Lines holding the word "doesn" are the ones to copy from the data below.

[Data items]
##########

PR #130, opened 2015-05-07
update with work done on io.js 2.0.0

slang800:
includes:
- most removal of is* functions
- renaming requires for '../common.js' to '../common'
- add simpler stream constructon (without subclassing) + tests
- remove a duplicated expression in lib/_stream_readable
- remove unused variables in lib/_stream_writable
- use nop as write() callback if omitted in lib/_stream_writable

I omitted the changes requiring process.nextTick to accept multiple args, and the addition of `_stream_wrap` for now.

### DIFF
--- a/lib/_stream_readable.js
+++ b/lib/_stream_readable.js
@@ -121,6 +121,9 @@ function Readable(options) {
   // legacy
   this.readable = true;
 
+  if (options && typeof options.read === 'function')
+    this._read = options.read;
+
   Stream.call(this);
 }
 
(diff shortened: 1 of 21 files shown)


calvinmetcalf:
see #121, I need to verify that works with 2.0.0 but it should in theory

calvinmetcalf:
(didn't mean to close)

calvinmetcalf:
you can use [io-stream](https://github.com/calvinmetcalf/io-stream) in the mean while to get the more recent goodies

calvinmetcalf:
see #135 which includes up to 2.2.1

calvinmetcalf:
done

PR #135, opened 2015-06-08
Merge io stream back in

calvinmetcalf:
merges the changes I made when publishing it as [io-stream](https://github.com/calvinmetcalf/io-stream) back in, contains the version of streams from node 2.2.1 tested to be working in node going back to v.0.8.

Outstanding issues include versioning, should this package be versioned to match the version of node/iojs it comes from or should it be versioned to independently?


dcousens:
I'll help out reviewing this,  will take a little bit though.

build/files.js
```diff
@@ -98,10 +98,47 @@ const headRegexp = /(^module.exports = \w+;?)/m
         + 'if (!EE.listenerCount) EE.listenerCount = function(emitter, type) {\n'
         + '  return emitter.listeners(type).length;\n'
         + '};\n/*</replacement>*/\n'
+      ]
```
calvinmetcalf: @dcousens the changes to this file is the meat of the update, most of the other changes are consequences of this

examples/typer-fsr.js
```diff
@@ -1,15 +0,0 @@
-var fs = require('fs');
```
calvinmetcalf: this is related to the fs file

float.patch
```diff
@@ -1,923 +0,0 @@
-diff --git a/lib/_stream_duplex.js b/lib/_stream_duplex.js
```
calvinmetcalf: it is very unclear why this was in the repo

fs.js
```diff
@@ -1,1705 +0,0 @@
-// Copyright Joyent, Inc. and other Node contributors.
```
calvinmetcalf: from what I can tell this is an (extremely) out of date version of the node fs library rewritten to use readable streams, unclear if it would even work as it hasn't been updated in a long time

readable.js
```diff
@@ -1,6 +1,9 @@
-var Stream = require('stream'); // hack to fix a circular dependency issue when used with browserify
+(function (){
+  try {
+    exports.Stream = require('st' + 'ream'); // hack to fix a circular dependency issue when used with browserify
```
calvinmetcalf: this was explicitly added to to avoid unnecessarily bundling the stream module

zlib.js
```diff
@@ -1,452 +0,0 @@
-// Copyright Joyent, Inc. and other Node contributors.
```
calvinmetcalf: same as the fs file this is an old version of zlib rewritten to include readable streams, looks like it was maybe part of a half finished effort to include all the places in the stdlib that included streams

build/files.js
```diff
@@ -98,10 +98,47 @@ const headRegexp = /(^module.exports = \w+;?)/m
...
+
+    , constReplacement = [
+        /const/g
+      , 'var'
```
calvinmetcalf: this replaces all the uses of const with var for compatibility reasons

build/files.js
```diff
@@ -98,10 +98,47 @@ const headRegexp = /(^module.exports = \w+;?)/m
...
+      ]
+
+    , bufferIsEncodingReplacement = [
+      /Buffer.isEncoding\((\w+)\)/
```
calvinmetcalf: replaces a single instance of Buffer.isEncoding with a manual check due to older versions of node not having the method

build/files.js
```diff
@@ -98,10 +98,47 @@ const headRegexp = /(^module.exports = \w+;?)/m
...
+    ,   '([\'hex\', \'utf8\', \'utf-8\', \'ascii\', \'binary\', \'base64\',\n'
+      + '\'ucs2\', \'ucs-2\',\'utf16le\', \'utf-16le\', \'raw\']\n'
+      + '.indexOf(($1 + \'\').toLowerCase()) > -1)'
+    ]
+
+    , requireStreamReplacement = [
+      /var Stream = require\('stream'\);/
```
calvinmetcalf: great pains are made to make sure `readableStream instanceof nativeStream` is true, this avoids bundling the streams module unless it's already included.  

In other words since you can't  `readableStream instanceof nativeStream` without first doing `var nativeStream = require('stream');` we only need to inherit from native streams if it's already bundled.

build/files.js
```diff
@@ -98,10 +98,47 @@ const headRegexp = /(^module.exports = \w+;?)/m
...
+    ,  '\n\n/*<replacement>*/\n'
+      + 'var Stream;\n (function (){try{\n'
+      + 'Stream = require(\'st\' + \'ream\');\n'
+      + '}catch(_){Stream = require(\'events\').EventEmitter;}}())'
+      + '\n/*</replacement>*/\n'
+    ]
+
+    , isBufferReplacement = [
+      /(\w+) instanceof Buffer/
```
calvinmetcalf: buffer instanceof Buffer doesn't work in the browser, so replaced with Buffer.isBuffer

build/files.js
```diff
@@ -98,10 +98,47 @@ const headRegexp = /(^module.exports = \w+;?)/m
...
+    , 'Buffer.isBuffer($1)'
+    ]
+
+    , processNextTickImport = [
+      headRegexp
+    , '$1\n\n/*<replacement>*/\nvar processNextTick = require(\'process-nextick-args\');\n/*</replacement>*/\n'
```
calvinmetcalf: these next 2 changes deal with process.nextTick which was updated to accept arguments

mafintosh:
Lots of changes :) This is overall looking fine to me. :+1: @calvinmetcalf

calvinmetcalf:
yes there are lots, though everything in the lib and test directory is auto generated

calvinmetcalf:
based on #136 I'm leaning towards publishing this as v2.0.0 sometime tomorrow unless I hear objections

calvinmetcalf:
updated with some changes to the readme to explain versioning and list the wg members, (do speak up if I missed you)

dcousens:
Will review in the next 10 hours.  If I don't ACK/comment by then,  assume good to go and I'll post review.

calvinmetcalf:
ok forced push to get the tests working

calvinmetcalf:
@dcousens sorry I could only gave you 8 hours

dcousens:
No worries @calvinmetcalf, I'll review post-haste.   Sorry.

dcousens:
LGTM

PR #139, opened 2015-06-10
browserifiable tests

calvinmetcalf:
best idea I have so far is hand porting tests over to tape


package.json
```diff
@@ -5,17 +5,19 @@
...
-    "process-nextick-args": "~1.0.0",
     "inherits": "~2.0.1",
     "isarray": "0.0.1",
+    "process-nextick-args": "~1.0.0",
     "string_decoder": "~0.10.x",
     "util-deprecate": "~1.0.1"
   },
   "devDependencies": {
-    "tap": "~0.2.6"
+    "tap": "~0.2.6",
```
mafintosh: why is tap needed?

calvinmetcalf: tap is what is used to run the current tests from node, it's somewhat idiosyncratic how it runs at it looks like it just emits tap output via console logs so thats how it's interpreted, I suppose we could just run all the scrypts and feed it to tspec or something

calvinmetcalf:
ok all of them are ported over and when running in the browser manually all of them pass except 

- test-stream-writable-decoded-encoding
- test-stream-writev

and they all fail due to string decoding issues

calvinmetcalf:
found the issue I forgot to add the g flat to the regex which replaced `foo instanceof Buffer` with `Buffer.isBuffer`, meaning this pull is likely going to end up being 2.0.1

calvinmetcalf:
and added sauce labs

calvinmetcalf:
most of the saucelabs config taken directly from what @feross set up for buffer

package.json
mafintosh: you can run the tests with tape as well `tape test/parallel/*.js`

calvinmetcalf:
ugh, the problem is that I accidentally picked free instead of open source when making the saucelabs account and the site seems to be having a bug preventing you from change, emailing their tech support now

calvinmetcalf:
ok fixed by saucelab running the tests again

package.json
calvinmetcalf: as it turns out, no you can't, not in 0.8

calvinmetcalf:
Ugh opera 11 is probably unnecessary

calvinmetcalf:
for some reason the iphone/ipad tests are just hanging pretty early on removing them and everything passes

calvinmetcalf:
It works! now to rebase
yata

calvinmetcalf:
ah I was testing *really* old iThings

calvinmetcalf:
rebased, ready for @nodejs/streams to take a look

build/common-replacements.js
```diff
@@ -26,3 +26,16 @@ module.exports.altIndexOfUseReplacement = [
     /(\W)([\w\.\(\),\[\]]+)(\.indexOf\()/gm
   , '$1indexOf($2, '
 ]
+module.exports.objectKeysDefine = [
```
calvinmetcalf: moved this out into the common files so that it could also be used on tests

build/files.js
```diff
@@ -63,10 +63,15 @@ const headRegexp = /(^module.exports = \w+;?)/m
       ]
 
     , objectDefinePropertyReplacement = [
-          /Object.defineProperties/
+          /(Object\.defineProperties)/
```
calvinmetcalf: I'm not 100% sure this is used anywhere as the previous version didn't actually work

build/files.js
```diff
@@ -63,10 +63,15 @@ const headRegexp = /(^module.exports = \w+;?)/m
...
       ,   'if (Object.defineProperties) $1'
       ]
-
+    , objectDefinePropertySingReplacement = [
```
calvinmetcalf: IE 8 has an Object.defineProperty function, it just doesn't work

build/files.js
```diff
@@ -122,7 +117,7 @@ const headRegexp = /(^module.exports = \w+;?)/m
     ]
 
     , isBufferReplacement = [
-      /(\w+) instanceof Buffer/
+      /(\w+) instanceof Buffer/g
```
calvinmetcalf: the lack of `g` here caused a bunch of bugs with encoding and is why we probably want to publish 2.0.1 soon.

build/test-replacements.js
```diff
@@ -106,6 +112,18 @@ module.exports['common.js'] = [
         + '}\n'
         + '/*</replacement>*/\n'
     ]
+  , [
```
calvinmetcalf: this isn't needed in the browser and cause some issues with browsers that don't have uint8clampedarray

build/test-replacements.js
```diff
@@ -106,6 +112,18 @@ module.exports['common.js'] = [
...
+        /^if \(global\.ArrayBuffer\) \{([^\}]+)\}$/m
+      ,   '/*<replacement>*/if (!process.browser) {'
+        + '\nif \(global\.ArrayBuffer\) {$1}\n'
+        + '}/*</replacement>*/\n'
+    ]
+    , [
+          /^Object\.defineProperty\(([\w\W]+?)\}\)\;/mg
```
calvinmetcalf: same here, this defines some stuff we never actually use and causes issues in older browsers that don't have a working copy of Object.defineProperty

lib/_stream_duplex.js
```diff
@@ -21,6 +14,13 @@ var objectKeys = Object.keys || function (obj) {
 /*</replacement>*/
 
 
+module.exports = Duplex;
```
calvinmetcalf: since the tests don't have an export I switched the objectKeys replacement to hook onto the `'use strict';` statement which is now in every file.

test/browser.js
```diff
@@ -0,0 +1,61 @@
+if (!global.console) {
```
calvinmetcalf: IE9 only passed if I had the Dev tools open without this, because console isn't an actual object unless you have them open.

test/browser/test-stream2-compatibility.js
```diff
@@ -0,0 +1,33 @@
...
+
+    inherits(TestReader, R);
+
+    TestReader.prototype._read = function(n) {
+      this.push(this._buffer);
+      this._buffer = new Buffer(0);
+    };
+
+    var reader = new TestReader();
+    setTimeout(function() {
```
calvinmetcalf: this was originally setImmediate but IE has a broken version of setImmediate in all versions which prevented tests from passing.

calvinmetcalf:
one last change, I re-enabled opera 11

calvinmetcalf:
the saucelabs task was right up against the limit of the maximum lenght of a build so sometimes timed out this tries breaking it into multiple tasks

calvinmetcalf:
splinting them up seems to work

calvinmetcalf:
[Sauce Test Status](https://saucelabs.com/u/readable-stream)

dcousens:
@calvinmetcalf this is massive.  Well done.

test/common.js
```diff
@@ -11,6 +11,15 @@ if (!global.clearImmediate) {
 }
 /*</replacement>*/
 'use strict';
+
+/*<replacement>*/
```
dcousens: Why not just `Object.keys`?

build/common-replacements.js
dcousens: Why is it necessary at all?

build/files.js
dcousens: @calvinmetcalf why are all these regex replacements necessary anyway?

build/common-replacements.js
calvinmetcalf: Because some browsers don't have Object.keys and we want to test in them

build/files.js
calvinmetcalf: Yeah so this one replaces all use of foo instanceof buffer with Buffer.isBuffer(foo)  because the former will not work in the browser but the latter will.  This caused issues with the encoding argument for write and transform

calvinmetcalf:
@dcousens the regexs are to replace node specific study with things that work in the brieee

calvinmetcalf:
Didn't mean to close,  things that work across browsers

build/common-replacements.js
dcousens: Any of [these browsers](https://cloud.githubusercontent.com/assets/1128607/8131283/3a814a02-10e7-11e5-85c0-8d3887303f70.png)?

As far as I could tell on https://kangax.github.io/compat-table/es5/,  all the above browsers supported `Object.keys`, only if we go as far back as `IE8`, `FF 3.5` or `Safari 4`, does that actually become an issue.

feross: FWIW, in theory buffer works back to IE6. Tests used to pass but they
became flakey a while ago and I thought it was SauceLab's fault so I just
disabled IE6 and IE7 instead of debugging it. Tests still pass down to IE8.

The browserify http module claims to work down to IE5.5!

calvinmetcalf: It showed up in a really old version of mobile safari, I ended up not going
back as far but figured avoiding the Object.keys thing in that test file
could hurt

dcousens:
@calvinmetcalf can we just plug an [ES5 shim](https://www.npmjs.com/package/es5-shim) in for the tests rather than doing it ourselves?
You've already shown in the errors it contains that it is not a simple task by any means.

calvinmetcalf:
so the object keys one was already there being done internally, overall we could use the shim if we wanted to test IE8 support but otherwise I haven't added all that much

dcousens:
> so the object keys one was already there being done internally

Sure, but we can do better IMHO.

dcousens:
> if we wanted to test IE8 support

Do we?  I mean,  the browsers listed all seem to support ES5 / ES5.1 no problem, so I'm not sure why we need these shims at all?

calvinmetcalf:
rebased and rebuilt the docs for version 2.3.0

calvinmetcalf:
@dcousens I didn't add any shims I just moved one we were already using to the common files so we could do it for the test file as well, the main issue was that the testcommons.js file was throwing an error when Object.keys wasn't available that the library files didn't because that was regexed out. Otherwise the tests pass without any sort of extra shim added, I debated adding support for testing IE8 but that required a bunch of extra stuff added (Array.prototype.some for something in the tests and then Function.prototype.bind for the actual library) so that seemed a bit much).

calvinmetcalf:
I'd love to get this merged soon, it's the blocker for releasing 2.0.1 with the fix for the incorrect encoding and not exporting .Stream anyone able to give a :+1:

build/files.js
dcousens: Why not just permanently replace `instanceof` with `Buffer`?

dcousens:
> I debated adding support for testing IE8 but that required a bunch of extra stuff added (Array.prototype.some for something in the tests and then Function.prototype.bind for the actual library) so that seemed a bit much).

It seems odd you have shimmed some things, but not others.  Why not just use modern steps and let the shim be dropped in if support isn't as expected?

calvinmetcalf:
because Object.keys was already replaced by an objectKeys function in the library code, all I did was make sure it also was being done so in the tests, ` Function.prototype.bind ` is used extensively in the library so I didn't want to shim that one **right now** because I'd probably have to do it globally.

I'm not against IE8 support I just wanted to punt it into a latter issue.

build/files.js
calvinmetcalf: because this is code that is coming in from io.js where they use instanceof so something to take up with them

sonewman:
this seems like it would be good to merge, any other thoughts @nodejs/streams ?

calvinmetcalf:
going to merge this, i think @dcousens's issues are mainly questions about browser support which we can address in the future easily

calvinmetcalf:
b6810590821e2082d5b79e3e0d08d3d090ebc353

dcousens:
> going to merge this, i think @dcousens's issues are mainly questions about browser support which we can address in the future easily

Correct, wasn't meaning to block the merge.

PR #142, opened 2015-06-13
add docs

calvinmetcalf:
inspired by #100


dcousens:
LGTM.

However, are these docs going to be maintained here from now on?  Are the docs going to be synchronized?

calvinmetcalf:
Yes I added it to the build process

Issue #143, opened 2015-06-14
Stream export missing in 2.0.0


dougwilson:
Hi! It looks like the commit d0d888fc86cb30d33ca45f7adad3ac68e7a9afbe may have accidentally broken the `Stream` export. This is because it's assigning `exports.Stream` first, but then re-assigning the value of `exports` right after, so `exports.Stream` is now missing.

Example
```js
require('readable-stream').Stream // undefined after the above the commit
```

calvinmetcalf:
Woops we probably want to set exports.Stream to be the same as module.exports if we can't import stream

dougwilson:
In this case, importing `stream` works fine, bu the order of the lines are stomping on each other :)

Instead of
```js
(function (){
  try {
    exports.Stream = require('st' + 'ream'); // hack to fix a circular dependency issue when used with browserify
  } catch(_){}
}());
exports = module.exports = require('./lib/_stream_readable.js');
```

they need to be in the other order:

```js
exports = module.exports = require('./lib/_stream_readable.js');
(function (){
  try {
    exports.Stream = require('st' + 'ream'); // hack to fix a circular dependency issue when used with browserify
  } catch(_){}
}());
```

calvinmetcalf:
Yes the other thing is for use in browserify.

dougwilson:
Thank you, 2.0.1 fixes the issue :)

PR #144, opened 2015-06-15
correctly export .Stream

calvinmetcalf:
fix for #143

### DIFF
--- a/readable.js
+++ b/readable.js
@@ -4,7 +4,7 @@ var Stream = (function (){
   } catch(_){}
 }());
 exports = module.exports = require('./lib/_stream_readable.js');
-exports.Stream = Stream || module;
+exports.Stream = Stream || exports;
 exports.Readable = exports;
 exports.Writable = require('./lib/_stream_writable.js');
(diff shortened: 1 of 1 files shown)


readable.js
```diff
@@ -1,9 +1,10 @@
-(function (){
+var Stream = (function (){
   try {
-    exports.Stream = require('st' + 'ream'); // hack to fix a circular dependency issue when used with browserify
+    return require('st' + 'ream'); // hack to fix a circular dependency issue when used with browserify
   } catch(_){}
 }());
 exports = module.exports = require('./lib/_stream_readable.js');
+exports.Stream = Stream || exports;
```
dcousens: `exports.Stream = exports`

So, you could have `exports.Stream.Stream.Stream.Stream === exports`, wait what?

calvinmetcalf: it's exactly the same situation you have currently with exports.Readable on the next line

dcousens: All good,  just struck me as odd at first, but you're indeed right.  This is exactly mimicking the node export.

dcousens:
ACK LGTM.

##########

## Response
calvinmetcalf: buffer instanceof Buffer doesn't work in the browser, so replaced with Buffer.isBuffer
calvinmetcalf: IE 8 has an Object.defineProperty function, it just doesn't work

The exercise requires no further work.